**Assignment**
Retrieve all lines below that have the string "Suspended".

**Extracted records**

Issue #2095, opened 2017-07-27
Allow Navigation between Search and Analyze


rajadain:
Either a back button, or a switcher like MMW Model page has. Any ideas @jfrankl?

jfrankl:
According to the wireframes, this should look like the MMW Model page:

https://marvelapp.com/5a66caa/

caseycesari:
![image](https://user-images.githubusercontent.com/1042475/28921567-712fe6ca-7824-11e7-838e-04ab4d49634d.png)

PR #2119, opened 2017-08-04
Enable toggling between analyze and BigCZ results

caseycesari:
## Overview

Allow the user to switch between the AoI analyze results, and the BigCZ search page. This implementation is based on the analyze and modeling tabs of MMW. Some views, templates, and CSS rules from that implementation were duplicated and adjusted rather than abstracting the MMW
implementation and making it reusable.

Connects #2095

### Demo

bigcz1

### Notes

As noted in the PR description and commit message, it proved to be more difficult to directly reuse the MMW components to implement this. Instead, I copied and pared down what I needed. In the short term, I think this was a easier, and less complicated approached. However, it may have drawbacks if we need to make similar changes to both apps.

Also, there were a number of CSS quirks that came up when I implemented this. I was able to fix all of them except for the height of the tab content. Currently, it is set optimally for the search results and not the analyze tab. The download button on the analyze tab is currently not completely viewable. I'll create a follow-up issue for this.

## Testing Instructions

- Create or select an AoI
- Proceed to the search page.
- Verify that you can toggle between the analyze and data page using the tab buttons.
- Verify that in MMW, the analyze and model pages have not been impacted by this change.

### DIFF
--- a/src/mmw/sass/components/_tabs.scss
+++ b/src/mmw/sass/components/_tabs.scss
@@ -57,6 +57,13 @@
     }
 }
 
+.data-catalog-stage-results-tab-pane {
+    .tab-content {
+      // Set a specific height to allow y-scroll:
+      height: 100% !important;
+    }
+}
+
 //Model Output Tabs
 .output-tabs-wrapper {
   .nav-tabs {
--- a/src/mmw/js/src/data_catalog/controllers.js
+++ b/src/mmw/js/src/data_catalog/controllers.js
@@ -44,11 +44,14 @@ var DataCatalogController = {
             })
         ]);
 
-        var view = new views.DataCatalogWindow({
-            model: form,
-            collection: catalogs
-        });
-        App.rootView.sidebarRegion.show(view);
+        var resultsWindow = new views.ResultsWindow({
+                model: form,
+                collection: catalogs
+            }),
+            header = new views.HeaderView();
+
+        App.rootView.subHeaderRegion.show(header);
+        App.rootView.sidebarRegion.show(resultsWindow);
     },
 
     dataCatalogCleanUp: function() {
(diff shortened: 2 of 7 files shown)


rajadain:
Taking a look now.

rajadain:
Cannot scroll all the way to the bottom of the Analyze / Land tab:

rajadain:
This branch has a dark grey buffer at the bottom of the Search page:

image

which does not exist on `develop`:

image

rajadain:
And opening the filters makes it worse:

image

rajadain:
This may be more of a design task (/cc @jfrankl), but really long area of interest names don't fit in the header:



In the very least, hovering on it should reveal the full name in a tooltip. We should also remove the clickability, since they don't have a dropdown menu as MMW does.

Also, we have now lost the area of interest size. But that problem exists in MMW too.

src/mmw/sass/components/_tabs.scss
```diff
@@ -57,6 +57,13 @@
     }
 }
 
+.data-catalog-stage-results-tab-pane {
+    .tab-content {
+      // Set a specific height to allow y-scroll:
+      height: calc(100% - 53px) !important;
```
rajadain: This is likely causing the grey box issues, since it may double the work here: https://github.com/WikiWatershed/model-my-watershed/blob/88a933ae2126630bf303cd83c5ecf3bd84857852/src/mmw/sass/pages/_data-catalog.scss#L25

arottersman:
Also going to wait for grey box issue resolution to test. Looked over the code — LGTM.

caseycesari:
Added 72cded2 to fix the gray box issue.

jfrankl:
I am going to spend some time on the design aspects of this later today. The removal of the project saving functionality will require some adjustments.

rajadain:
Taking another look.

Issue #2076, opened 2017-07-24
Compare View Revamp: Add TR-55 Water Quality Charts and Tables


rajadain:
Once the basic data is present as of #2071, add charts to the chart view. Each row should be a single chart, and the width of the bars in the chart must correspond to each scenario column.

There should be:

 - [ ] 3 charts in TR-55 Water Quality: Suspended Solids, Nitrogen, Phosphorus
 - [ ] 3 tables in TR-55 Water Quality: Suspended Solids, Nitrogen, Phosphorus

Hovering over any bar in the chart should highlight the value of all of them, as shown in the mockup above.

rajadain:
Depends on #2072

Issue #2074, opened 2017-07-24
Compare View Revamp: Wire Up Precipitation Slider


rajadain:
Wire up the new precipitation slider to trigger a re-run of the model for all scenarios, as shown here: https://marvelapp.com/8hi9jg9/screen/30676297

Issue #2073, opened 2017-07-24
Compare View Revamp: Add GWLF-E Hydrology Charts and Tables


rajadain:
Consult mockups https://marvelapp.com/8hi9jg9/screen/30304099 for details

 - [ ] Create a set of `n` colors to be used for each scenario's line in the charts, and add a little dot next to the Scenario name in this view https://marvelapp.com/8hi9jg9/screen/30304103
 - [ ] 6 charts in GWLF-E Hydrology: Precipitation, ET, Surface Runoff, Subsurface Flow, Point Source Flow, Stream Flow. Precipitation should use a dashed line, the rest should use the assigned color

kellyi:
Superseded by #2909 and #2915

PR #2121, opened 2017-08-04
Compare View Revamp: Wire Up Precipitation Slider

rajadain:
## Overview

Adds precipitation slider to the new Compare View. The slider is initialized to the precipitation value of the active scenario. Moving the slider updates all scenarios in comparison, running the model for the given value.

Also duplicates scenarios before giving them to the Compare View, rather than giving the original set of scenarios. This is done so that we can change the precipitation value in the Compare View and run a number of models, without affecting the underlying original scenarios. When the Compare View is closed and the user returns to the Modeling View, all scenarios retain their original precipitation values.

The synchronization code used to keep the many precipitation sliders in the old Compare View has been removed.

I would recommend code review to be done commit by commit, since they all touch the same files.

Connects #2074 

### Notes

The numbers in the displayed table don't update with the scenarios. These are tasks for #2073 and #2076.

## Testing Instructions

 * Go to either a saved TR-55 project or a new one, make sure it has more than one scenario, and hit "Compare"
 * Ensure that you see the new Compare Window, and it has a precipitation slider
 * Ensure the value of the precipitation slider is the same as that of the active scenario
 * Open the network tab, and then move the precipitation slider. Ensure that whenever there is a new value, a TR-55 job is fired for every scenario in the comparison
 * Close the Compare Window. Ensure that the precipitation values of all scenarios are the same as they were before the comparison.

### DIFF
--- a/src/mmw/js/src/compare/views.js
+++ b/src/mmw/js/src/compare/views.js
@@ -129,19 +129,19 @@ var InputsView = Marionette.LayoutView.extend({
     },
 
     onShow: function() {
-        var setPrecipitationValue = _.bind(this.setPrecipitationValue, this),
+        var addOrReplaceInput = _.bind(this.model.addOrReplaceInput, this.model),
+            controlModel = this.model.get('scenarios')
+                               .findWhere({ active: true })
+                               .get('inputs')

**Written response**
 - [ ] 3 charts in TR-55 Water Quality: Suspended Solids, Nitrogen, Phosphorus
 - [ ] 3 tables in TR-55 Water Quality: Suspended Solids, Nitrogen, Phosphorus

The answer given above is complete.